I suspect, and I have known quite a few of them, that being the County Court family listing officer is one of the most thankless and under-remunerated jobs in the entire profession; and that very often the desire for judicial continuity gets gently set to one side in the desire to keep the number of cases who are told “you can’t go ahead and your hearing will need to be vacated due to unforeseen problems” to a minimum.  They are routinely trying to juggle listings that are running at 200% of actual judicial capacity, and sometimes something has to give.

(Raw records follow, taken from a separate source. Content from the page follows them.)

PR #1348, opened 2022-12-24
Fix wrapper warnings

varunagrawal:
Fix some warnings from `gtsam_unstable.i` due to the update to `NoiseModelFactorN`.


varunagrawal:
Fixed some additional deprecation warnings as well which are internal to factor implementations, so it shouldn't affect the external API.

dellaert (approved):

gchenfc (approved):
Thanks!  My bad missing these, I think I had turned off unstable for wrappers

Clever use of template in gtsam_unstable.i : IMUFactor 😂

varunagrawal:
Hey man, I'm not a GTSAM wrapper expert without reason. 😎

varunagrawal:
Also no worries. This is why we have labmates to support one other. :)

PR #1349, opened 2022-12-26
Some refactoring and new test

dellaert:
@varunagrawal I refactored the test (and a bit of the elimination code). I expected a normalized DiscreteConditional on m after elimination, rather than an unnormalized factor. I propose you approve and merge this PR and then let's discuss about why that's not true.

### DIFF
--- a/gtsam/hybrid/HybridBayesNet.cpp
+++ b/gtsam/hybrid/HybridBayesNet.cpp
@@ -99,6 +99,7 @@ std::function<double(const Assignment<Key> &, double)> prunerFunc(
 }
 
 /* ************************************************************************* */
+// TODO(dellaert): what is this non-const method used for? Abolish it?
 void HybridBayesNet::updateDiscreteConditionals(
     const DecisionTreeFactor::shared_ptr &prunedDecisionTree) {
   KeyVector prunedTreeKeys = prunedDecisionTree->keys();
@@ -150,9 +151,7 @@ HybridBayesNet HybridBayesNet::prune(size_t maxNrLeaves) {
 
   // Go through all the conditionals in the
   // Bayes Net and prune them as per decisionTree.
-  for (size_t i = 0; i < this->size(); i++) {
-    HybridConditional::shared_ptr conditional = this->at(i);
-
+  for (auto &&conditional : *this) {
     if (conditional->isHybrid()) {
       GaussianMixture::shared_ptr gaussianMixture = conditional->asMixture();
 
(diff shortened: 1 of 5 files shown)


varunagrawal:
> I expected a normalized DiscreteConditional on m after elimination, rather than an unnormalized factor. 

Working on this, #1343 is the WIP PR. I'm having a bit of trouble initializing the updated `HessianFactor` (with Info matrix multiplied by normalized value) since there is no constructor for the Hessian factor that takes just a matrix, and the one for the `SymmetricBlockMatrix` needs the block dimensions which we don't have access to (these are protected methods).

gtsam/hybrid/tests/testHybridEstimation.cpp
```diff
@@ -432,42 +432,77 @@ TEST(HybridEstimation, ProbabilityMultifrontal) {
...
   nfg.emplace_hybrid<MixtureFactor>(
-      KeyVector{X(0), X(1)}, DiscreteKeys{DiscreteKey(M(0), 2)},
+      KeyVector{X(0), X(1)}, DiscreteKeys{m},
       std::vector<NonlinearFactor::shared_ptr>{zero_motion, one_motion});
 
+  return nfg;
+}
+
+/*********************************************************************************
+  // Create a hybrid nonlinear factor graph f(x0, x1, m0; z0, z1)
```
varunagrawal, line 462: This docstring should say "Create a hybrid linear/gaussian factor graph", right?

gtsam/hybrid/HybridGaussianFactorGraph.cpp
```diff
@@ -344,68 +344,71 @@ EliminateHybrid(const HybridGaussianFactorGraph &factors,
...
+  // NOTE: We should really defer the product here because of pruning
 
-  // Case 2: we are only dealing with discrete
-  if (allContinuousKeys.empty()) {
+  if (discrete_only) {
+    // Case 1: we are only dealing with discrete
     return discreteElimination(factors, frontalKeys);
-  }
-
+  } else {
```
varunagrawal, line 399: Any particular reason for this nesting? Even an `else if` will only evaluate if `discrete_only` is false.

gtsam/hybrid/HybridBayesNet.cpp
```diff
@@ -99,6 +99,7 @@ std::function<double(const Assignment<Key> &, double)> prunerFunc(
 }
 
 /* ************************************************************************* */
+// TODO(dellaert): what is this non-const method used for? Abolish it?
```
varunagrawal, line 102: This is used internally to update the BayesNet with the pruned conditionals after pruning them based on the `prunedDecisionTree`.

PR #1351, opened 2022-12-28
Hybrid Model Selection 2

varunagrawal:
Made a separate PR that deals with creating the hybrid sum-product since it has some issues.


dellaert (changes requested):
We should not merge this yet

varunagrawal:
@dellaert and I figured out a better way to incorporate the normalization constant.

PR #1355, opened 2022-12-29
HybridValues specify continuous then discrete

varunagrawal:
Updated `HybridValues` to take continuous values first, and then discrete so that we are consistent.


xsj01 (approved):
LGTM

varunagrawal:
@dellaert FYI

PR #1357, opened 2022-12-30
Test on ratio

dellaert:
@varunagrawal this shows the ratio is broken from the very start :-/ 
I propose you merge this one and previous one, and then do a PR with your improvements (after merging in develop then) (not the one with HessianMatrix changes). Then I'll review so I know what's up and suggest a course of action.
Timing-wise: I have time to look at your PR at around 10:30pm ATL time.

### DIFF
--- a/gtsam/hybrid/HybridValues.h
+++ b/gtsam/hybrid/HybridValues.h
@@ -118,6 +118,12 @@ class GTSAM_EXPORT HybridValues {
    */
   Vector& at(Key j) { return continuous_.at(j); };
 
+  /** For all key/value pairs in \c values, replace values with corresponding keys in this class
+  *   with those in \c values.  Throws std::out_of_range if any keys in \c values are not present
+  *   in this class. */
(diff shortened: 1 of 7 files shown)


gtsam/hybrid/HybridValues.h
```diff
@@ -118,6 +118,12 @@ class GTSAM_EXPORT HybridValues {
    */
   Vector& at(Key j) { return continuous_.at(j); };
 
+  /** For all key/value pairs in \c values, replace values with corresponding keys in this class
+  *   with those in \c values.  Throws std::out_of_range if any keys in \c values are not present
+  *   in this class. */
+  void update(const VectorValues& values) { continuous_.update(values); }
```
varunagrawal, line 124: There's a TODO from @xsj01 that we should probably kill.

dellaert:
Since all of these are small comments and this is an ongoing process, let's resolve all comments in follow up PRs. Still think all this noise is better in a fork.

varunagrawal (approved):

PR #1363, opened 2023-01-03
Fix hybrid tests

varunagrawal:
Fixes the tests after changes due to #1362.

### DIFF
--- a/gtsam/hybrid/HybridConditional.cpp
+++ b/gtsam/hybrid/HybridConditional.cpp
@@ -117,6 +117,22 @@ bool HybridConditional::equals(const HybridFactor &other, double tol) const {
     return other != nullptr && dc->equals(*other, tol);
   }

I genuinely believe that every Court in the country, every Judge in the country, passionately believes in judicial continuity being a good thing and would want to preserve it; and that there would be savings and reduction in judicial reading and better case management if judicial continuity was sacrosanct. But I suspect that the price for that would be more and more cases being weighed off and vacated at the doors of the Court because of the pressures of trying to manage a court diary that has to, as a result of resources, run so much in excess of capacity if every case stands up to its time estimate.